The listing should be printed again without a single change.

-------- PROVIDED MATERIAL

PR #16683, opened 2024-06-11
chore: Suppress a `clippy::doc_lazy_continuation` beta lint false positive

torokati44:
Split out from https://github.com/ruffle-rs/ruffle/pull/16679.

----------------

■ **EXERCISE ANSWER**:
PR #16683, opened 2024-06-11
chore: Suppress a `clippy::doc_lazy_continuation` beta lint false positive

torokati44:
Split out from https://github.com/ruffle-rs/ruffle/pull/16679.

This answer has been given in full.